# Exercise input:
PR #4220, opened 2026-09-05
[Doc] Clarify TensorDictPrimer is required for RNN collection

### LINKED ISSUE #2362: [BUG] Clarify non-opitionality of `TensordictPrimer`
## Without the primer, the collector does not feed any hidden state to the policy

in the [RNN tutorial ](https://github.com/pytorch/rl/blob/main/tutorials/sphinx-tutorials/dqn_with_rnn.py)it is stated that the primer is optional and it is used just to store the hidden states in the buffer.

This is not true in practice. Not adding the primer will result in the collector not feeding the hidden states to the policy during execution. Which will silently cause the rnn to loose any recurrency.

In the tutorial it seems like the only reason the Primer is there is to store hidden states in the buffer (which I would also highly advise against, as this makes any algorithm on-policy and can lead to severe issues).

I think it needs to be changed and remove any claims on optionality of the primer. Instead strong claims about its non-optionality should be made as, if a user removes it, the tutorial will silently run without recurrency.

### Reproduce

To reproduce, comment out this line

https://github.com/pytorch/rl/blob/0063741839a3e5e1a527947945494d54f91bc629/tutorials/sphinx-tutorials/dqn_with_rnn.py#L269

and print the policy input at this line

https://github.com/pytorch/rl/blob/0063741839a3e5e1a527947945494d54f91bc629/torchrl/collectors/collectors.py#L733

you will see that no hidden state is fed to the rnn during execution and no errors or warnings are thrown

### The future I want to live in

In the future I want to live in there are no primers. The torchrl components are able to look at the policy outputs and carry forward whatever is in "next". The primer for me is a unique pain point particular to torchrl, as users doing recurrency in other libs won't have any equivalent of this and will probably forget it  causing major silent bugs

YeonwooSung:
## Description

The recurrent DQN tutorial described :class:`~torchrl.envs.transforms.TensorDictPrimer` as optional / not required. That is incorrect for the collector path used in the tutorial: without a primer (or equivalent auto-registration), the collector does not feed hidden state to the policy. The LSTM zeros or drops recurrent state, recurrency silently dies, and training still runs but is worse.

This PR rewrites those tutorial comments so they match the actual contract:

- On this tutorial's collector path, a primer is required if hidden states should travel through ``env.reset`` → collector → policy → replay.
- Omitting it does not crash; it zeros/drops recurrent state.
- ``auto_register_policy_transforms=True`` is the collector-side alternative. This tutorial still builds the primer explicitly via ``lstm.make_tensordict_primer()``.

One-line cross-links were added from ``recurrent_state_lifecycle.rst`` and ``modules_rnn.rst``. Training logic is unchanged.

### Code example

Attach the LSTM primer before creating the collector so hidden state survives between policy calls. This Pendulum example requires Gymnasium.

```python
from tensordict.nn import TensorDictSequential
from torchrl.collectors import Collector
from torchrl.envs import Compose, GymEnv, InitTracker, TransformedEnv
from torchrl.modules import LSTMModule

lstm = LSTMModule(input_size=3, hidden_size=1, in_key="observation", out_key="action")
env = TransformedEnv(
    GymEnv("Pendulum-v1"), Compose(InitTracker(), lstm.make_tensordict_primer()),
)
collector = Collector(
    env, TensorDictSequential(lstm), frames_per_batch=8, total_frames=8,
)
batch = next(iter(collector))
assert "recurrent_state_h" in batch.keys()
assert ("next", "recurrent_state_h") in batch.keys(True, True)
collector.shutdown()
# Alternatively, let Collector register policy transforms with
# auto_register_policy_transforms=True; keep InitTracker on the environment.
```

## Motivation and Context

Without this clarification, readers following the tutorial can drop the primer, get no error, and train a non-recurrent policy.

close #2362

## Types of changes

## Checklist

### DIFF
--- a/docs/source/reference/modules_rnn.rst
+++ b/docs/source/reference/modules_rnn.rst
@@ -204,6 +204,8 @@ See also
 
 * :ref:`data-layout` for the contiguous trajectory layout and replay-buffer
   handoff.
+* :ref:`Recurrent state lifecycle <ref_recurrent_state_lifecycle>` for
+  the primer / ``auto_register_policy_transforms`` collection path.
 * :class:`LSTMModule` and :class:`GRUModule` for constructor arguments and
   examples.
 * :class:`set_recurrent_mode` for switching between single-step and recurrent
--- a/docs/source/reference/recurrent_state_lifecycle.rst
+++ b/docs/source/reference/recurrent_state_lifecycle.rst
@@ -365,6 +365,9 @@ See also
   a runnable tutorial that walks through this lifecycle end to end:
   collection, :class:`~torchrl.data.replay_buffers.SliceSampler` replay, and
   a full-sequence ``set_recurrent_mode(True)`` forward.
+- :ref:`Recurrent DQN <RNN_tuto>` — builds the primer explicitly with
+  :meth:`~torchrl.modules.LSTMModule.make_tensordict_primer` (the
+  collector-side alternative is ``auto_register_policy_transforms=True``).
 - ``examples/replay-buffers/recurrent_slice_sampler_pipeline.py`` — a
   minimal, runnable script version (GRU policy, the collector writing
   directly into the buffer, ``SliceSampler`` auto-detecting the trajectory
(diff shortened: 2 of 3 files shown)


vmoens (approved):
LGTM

# Your assignment:
I'd like the records returned exactly as they were written, please.

# Reply:
PR #4220, opened 2026-09-05
[Doc] Clarify TensorDictPrimer is required for RNN collection

### LINKED ISSUE #2362: [BUG] Clarify non-opitionality of `TensordictPrimer`
## Without the primer, the collector does not feed any hidden state to the policy

in the [RNN tutorial ](https://github.com/pytorch/rl/blob/main/tutorials/sphinx-tutorials/dqn_with_rnn.py)it is stated that the primer is optional and it is used just to store the hidden states in the buffer.

This is not true in practice. Not adding the primer will result in the collector not feeding the hidden states to the policy during execution. Which will silently cause the rnn to loose any recurrency.

In the tutorial it seems like the only reason the Primer is there is to store hidden states in the buffer (which I would also highly advise against, as this makes any algorithm on-policy and can lead to severe issues).

I think it needs to be changed and remove any claims on optionality of the primer. Instead strong claims about its non-optionality should be made as, if a user removes it, the tutorial will silently run without recurrency.

### Reproduce

To reproduce, comment out this line

https://github.com/pytorch/rl/blob/0063741839a3e5e1a527947945494d54f91bc629/tutorials/sphinx-tutorials/dqn_with_rnn.py#L269

and print the policy input at this line

https://github.com/pytorch/rl/blob/0063741839a3e5e1a527947945494d54f91bc629/torchrl/collectors/collectors.py#L733

you will see that no hidden state is fed to the rnn during execution and no errors or warnings are thrown

### The future I want to live in

In the future I want to live in there are no primers. The torchrl components are able to look at the policy outputs and carry forward whatever is in "next". The primer for me is a unique pain point particular to torchrl, as users doing recurrency in other libs won't have any equivalent of this and will probably forget it  causing major silent bugs

YeonwooSung:
## Description

The recurrent DQN tutorial described :class:`~torchrl.envs.transforms.TensorDictPrimer` as optional / not required. That is incorrect for the collector path used in the tutorial: without a primer (or equivalent auto-registration), the collector does not feed hidden state to the policy. The LSTM zeros or drops recurrent state, recurrency silently dies, and training still runs but is worse.

This PR rewrites those tutorial comments so they match the actual contract:

- On this tutorial's collector path, a primer is required if hidden states should travel through ``env.reset`` → collector → policy → replay.
- Omitting it does not crash; it zeros/drops recurrent state.
- ``auto_register_policy_transforms=True`` is the collector-side alternative. This tutorial still builds the primer explicitly via ``lstm.make_tensordict_primer()``.

One-line cross-links were added from ``recurrent_state_lifecycle.rst`` and ``modules_rnn.rst``. Training logic is unchanged.

### Code example

Attach the LSTM primer before creating the collector so hidden state survives between policy calls. This Pendulum example requires Gymnasium.

```python
from tensordict.nn import TensorDictSequential
from torchrl.collectors import Collector
from torchrl.envs import Compose, GymEnv, InitTracker, TransformedEnv
from torchrl.modules import LSTMModule

lstm = LSTMModule(input_size=3, hidden_size=1, in_key="observation", out_key="action")
env = TransformedEnv(
    GymEnv("Pendulum-v1"), Compose(InitTracker(), lstm.make_tensordict_primer()),
)
collector = Collector(
    env, TensorDictSequential(lstm), frames_per_batch=8, total_frames=8,
)
batch = next(iter(collector))
assert "recurrent_state_h" in batch.keys()
assert ("next", "recurrent_state_h") in batch.keys(True, True)
collector.shutdown()
# Alternatively, let Collector register policy transforms with
# auto_register_policy_transforms=True; keep InitTracker on the environment.
```

## Motivation and Context

Without this clarification, readers following the tutorial can drop the primer, get no error, and train a non-recurrent policy.

close #2362

## Types of changes

## Checklist

### DIFF
--- a/docs/source/reference/modules_rnn.rst
+++ b/docs/source/reference/modules_rnn.rst
@@ -204,6 +204,8 @@ See also
 
 * :ref:`data-layout` for the contiguous trajectory layout and replay-buffer
   handoff.
+* :ref:`Recurrent state lifecycle <ref_recurrent_state_lifecycle>` for
+  the primer / ``auto_register_policy_transforms`` collection path.
 * :class:`LSTMModule` and :class:`GRUModule` for constructor arguments and
   examples.
 * :class:`set_recurrent_mode` for switching between single-step and recurrent
--- a/docs/source/reference/recurrent_state_lifecycle.rst
+++ b/docs/source/reference/recurrent_state_lifecycle.rst
@@ -365,6 +365,9 @@ See also
   a runnable tutorial that walks through this lifecycle end to end:
   collection, :class:`~torchrl.data.replay_buffers.SliceSampler` replay, and
   a full-sequence ``set_recurrent_mode(True)`` forward.
+- :ref:`Recurrent DQN <RNN_tuto>` — builds the primer explicitly with
+  :meth:`~torchrl.modules.LSTMModule.make_tensordict_primer` (the
+  collector-side alternative is ``auto_register_policy_transforms=True``).
 - ``examples/replay-buffers/recurrent_slice_sampler_pipeline.py`` — a
   minimal, runnable script version (GRU policy, the collector writing
   directly into the buffer, ``SliceSampler`` auto-detecting the trajectory
(diff shortened: 2 of 3 files shown)


vmoens (approved):
LGTM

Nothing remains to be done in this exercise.